Addi Mistry, John Gehman, Daryl Wilde, Jim Kleffner, Ross Carlton,

David Wontor, David Dean

 
 
Summary

As wireless connectivity among portable electronic systems such as cell phones, headsets and Personal Device Assistants (PDA) becomes more pervasive, greater demands are placed on production of cost effective and small form factor packaging technologies for VLSI integrated circuits. To meet these requirements, many new three-dimensional (3-D) packaging technologies have been developed by stacking the dice and placing them on a substrate consisting of signal, ground, and power planes. This disclosure defines a novel 3-D package for Analog/RF and Baseband (BB) dice which uses a method and apparatus to maintain high receive/transmit signal integrity of a digital radio in a Chip Scale Package (CSP) configuration. This is accomplished by integrating a RF shield on the digital die with an extra layer of grounded metal. This metal – the redistribution layer (RDL) can be designed for additional ground and power planes and interconnects signal traces. This redistribution layer enables minimization in the number of  signal layers required on the substrates and eliminates  costly-layered substrates.

3-D Packaging Method

Three-dimensional packaging technologies are well established and documented where either bare memory and microprocessor controller dice or MCM’s are stacked along the z-axis, enabling considerable gain in compactness. This z-plane technology has an inherent advantage of providing much shorter interconnection length, thereby minimizing parasitic capacitance and also reducing system power consumption. However, if the normal stacking method is applied between a Digital and Analog die, the digital interference will decrease the sensitivity of a communication system if a sensitive circuit such as LNA or VCO of the Analog is close to a highly active digital circuit as seen in Figure 1.

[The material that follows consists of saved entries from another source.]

PR #15858, opened 2026-04-08
[Core] Add option to skip address spiders

Cj-Malone:
Again, just food for thought. This could be used in weekly to skip address spiders if they want to be ran at a different cadence, or only manually, while staying in this repo.

### DIFF
--- a/locations/commands/list.py
+++ b/locations/commands/list.py
@@ -1,0 +1,30 @@
+import argparse
+
+from scrapy.commands.list import Command
+from scrapy.spiderloader import get_spider_loader
+
+from locations.exporters.geojson import find_spider_class
+
+
+class ListCommand(Command):
+
+    def run(self, args: list[str], opts: argparse.Namespace) -> None:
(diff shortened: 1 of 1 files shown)


Cj-Malone:
Yeah, I could see trees and stuff wanting to be ran less regularly. This PR isn't really meant to be merged, it's just here to show that some spiders can be ignored easily, with minimal changes to the current infra.

Another (possibly better) way would be to have 2 settings.py, one for the normal weekly, one for the addresses. But that would need a real separate module eg `locations.address_spiders` not part of `locations.spiders`, so `SPIDER_MODULES` can be different. I think this would be a "more scrapy" way. But again, this is food for thought, no action needed right away.

iandees:
I am thinking about tackling this as part of a bigger plan to split the output from the various categories of spiders and remove the "all together" output. This is a fairly large change so I'm still working through it, but that's where I'm heading.

Cj-Malone:
#15996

Higher Receive and Transmit Signal Integrity

To maintain high receive transmit signal integrity the interference power from the digital circuit has to be obstructed by a metal shield which is on top of the digital die. This metal shield obstructs radiation reaching the LNA and VCO on an analog circuit. In order to accomplish this the metal shield is wire bonded to the ground. The thickness of the metal shield has to be three times the skin depth. For instance, in order to shield frequencies 1 GHz and above the copper or aluminum or Gold thickness has to be (skin depth 2.7 x 3) = 8.1 micron. The skin depth as a function of frequency for copper, aluminum, and gold is shown in Figure 2.

Proof Of Concept

As shown in Figure 3, a typical digital processor would radiate interference power of –60 dBm with the power spectrum extending up to 1 GHz. The estimated parasitic capacitance between the digital and an anlog die is 43 fF which is a reactance of 4 K ohm at 900 MHz. Then at the 50 Ohm input impedance of...